━━━ Source material

PR #3265, opened 2026-07-31
fix(engine): main is red on two lifecycle gates — mark the terminal fallback, unfuture the stamps

gsxdsm:
## What

**Main is red on two lifecycle gates**, both from `9094d1640e`, and both run in CI's **blocking Lint job**. This turns them green.

## 1. Census: backlog 0 → 2

`isTerminalColumnTask` in `scheduler.ts` is a **correctly written** trait-first check with a legacy fallback:

```ts
return task.column === "done" || task.column === "archived";
```

There is nothing to convert — `columnFlagsForTask` answers by trait wherever the workflow resolves, and that last line runs *only* when it already declined. It simply lacked the `DELIBERATE-LITERAL` marker that the other **148** degraded arms in this tree carry.

The reason an unmarked fallback reads as fresh debt: `traitFallback` is **advisory and never changes `kind`**, so the census counts a trait-first pair as backlog unless it is marked. Marked at the site with that explanation, and the baseline re-recorded in the same commit as the gate instructs (`done` and `archived` each 2 → 3 deliberate).

## 2. FNXC dates: six stamps dated tomorrow

Six `FNXC:EnginePause 2026-08-01` stamps across five files, while UTC was `2026-07-31`. Re-stamped from `date -u`.

I have broken this exact rule **twice myself** this session — which is how I recognised it on sight. The fix is mechanical, and main should not sit red waiting for the author's next session.

## Measured

```
census --strict          rc=0   (backlog 0, deliberate 148 -> 150)
check-fnxc-future-dates  rc=0
lint                     clean
scheduler suite          15 files / 148 tests passed
workflow-column-boundary-capacity   9 passed
```

## Note on how this was found

The census caught it **because of #3247** — I extended it hours ago to see membership and switch guards, and this is the first new guard the improved detector has stopped. It also caught it *correctly*: it flagged real unmarked literals rather than a false positive, and the `--strict` reclassification message told me exactly what to do (`--update-baseline`, same commit) instead of leaving me to guess whether a rising deliberate count was legitimate.

I also wasted a step here worth naming: I edited the *wrong* site first, because I assumed the commit diff's only visible `done`/`archived` line was the one being counted. It was not — the real site was 500 lines away at `:2247`. Asking the tool for the finding's line number (`findComparisons`) took one command and would have skipped the detour entirely. Same lesson as the rest of this session: **get the location from the instrument, not from the diff you happen to be looking at.**

### DIFF
--- a/packages/engine/src/__tests__/workflow-column-boundary-capacity.test.ts
+++ b/packages/engine/src/__tests__/workflow-column-boundary-capacity.test.ts
@@ -57,7 +57,7 @@ function invariantError() {
 
 describe("workflow column boundary — global pause suspends at every node entry", () => {
   /*
-  FNXC:EnginePause 2026-08-01-00:30:
+  FNXC:EnginePause 2026-07-31-23:25-00:30:
   Operator regression: Stop AI Engine (globalPause) did not stop the graph — a live run started a
   fresh Plan Review model session two minutes after pause, because no node boundary ever re-read
   settings. These fail if the `isPaused` probe is removed from onNodeEntry.
--- a/packages/engine/src/runtimes/in-process-runtime.ts
+++ b/packages/engine/src/runtimes/in-process-runtime.ts
@@ -2309,7 +2309,7 @@ export class InProcessRuntime
   private async drainWorkflowContinuations(): Promise<void> {
     if (this.workflowContinuationDrainActive || this.status !== "active") return;
     /*
-    FNXC:EnginePause 2026-08-01-00:20:
+    FNXC:EnginePause 2026-07-31-23:25-00:20:
     A pause-suspended run persists a runnable continuation (same mechanism as capacity). Without
     this gate the drain would re-dispatch it on the next tick and the graph would bounce
     suspend→dispatch→suspend forever while paused — and worse, dispatch genuinely new work under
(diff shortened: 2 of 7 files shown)


gsxdsm:
**Priority note: main is red on a BLOCKING gate right now, so this blocks the whole fleet.**

Verified on `origin/main` just now:

```
lifecycle-column-census --strict    rc=1
check-fnxc-future-dates             rc=1
```

Both run in CI's Lint job, which is one of the four blocking merge checks. Until this lands, **every open PR will fail Lint** for reasons unrelated to its own diff — the failure is inherited from main, not introduced by the change under review. That is the expensive kind of red: it looks like your PR broke something, and the next few workers will each spend time proving it did not.

Neither fix is judgment-heavy. The census one adds a marker to a fallback that is already correct (nothing to convert — `columnFlagsForTask` has already declined by the time that line runs), and re-records the baseline exactly as the gate's own `--strict` message instructs. The stamp one is a mechanical `date -u` correction to six stamps dated tomorrow.

Happy for either half to be split out if that speeds review, though they share a cause (one commit) and a blast radius.

gsxdsm:
Superseded by #3261, which landed first with the same two fixes — concurrent duplicate work on my side.

Verified their fix on main: `lifecycle-column-census --strict` rc=0, and no `FNXC:EnginePause 2026-08-01` stamps remain. Nothing in this PR is still needed.

Main is red again, but from a **different** commit: `e52da740a5` added `FNXC:Diagnostics 2026-08-01` in `packages/core/src/task-store/lifecycle-ops.ts`. Sending that as its own change rather than reviving this branch, since it shares nothing with the original cause.

Worth noting for whoever is tracking the pattern: that is **three separate commits in one evening** landing a stamp dated tomorrow, and the gate caught every one. The gate is doing its job; something upstream keeps producing 2026-08-01 while UTC is 2026-07-31.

━━━━━━

* Task details *
Beginning with the opening line above, retype the records exactly through the line with "## Note on how this was found", both ends included.

* Output for this task *
PR #3265, opened 2026-07-31
fix(engine): main is red on two lifecycle gates — mark the terminal fallback, unfuture the stamps

gsxdsm:
## What

**Main is red on two lifecycle gates**, both from `9094d1640e`, and both run in CI's **blocking Lint job**. This turns them green.

## 1. Census: backlog 0 → 2

`isTerminalColumnTask` in `scheduler.ts` is a **correctly written** trait-first check with a legacy fallback:

```ts
return task.column === "done" || task.column === "archived";
```

There is nothing to convert — `columnFlagsForTask` answers by trait wherever the workflow resolves, and that last line runs *only* when it already declined. It simply lacked the `DELIBERATE-LITERAL` marker that the other **148** degraded arms in this tree carry.

The reason an unmarked fallback reads as fresh debt: `traitFallback` is **advisory and never changes `kind`**, so the census counts a trait-first pair as backlog unless it is marked. Marked at the site with that explanation, and the baseline re-recorded in the same commit as the gate instructs (`done` and `archived` each 2 → 3 deliberate).

## 2. FNXC dates: six stamps dated tomorrow

Six `FNXC:EnginePause 2026-08-01` stamps across five files, while UTC was `2026-07-31`. Re-stamped from `date -u`.

I have broken this exact rule **twice myself** this session — which is how I recognised it on sight. The fix is mechanical, and main should not sit red waiting for the author's next session.

## Measured

```
census --strict          rc=0   (backlog 0, deliberate 148 -> 150)
check-fnxc-future-dates  rc=0
lint                     clean
scheduler suite          15 files / 148 tests passed
workflow-column-boundary-capacity   9 passed
```

## Note on how this was found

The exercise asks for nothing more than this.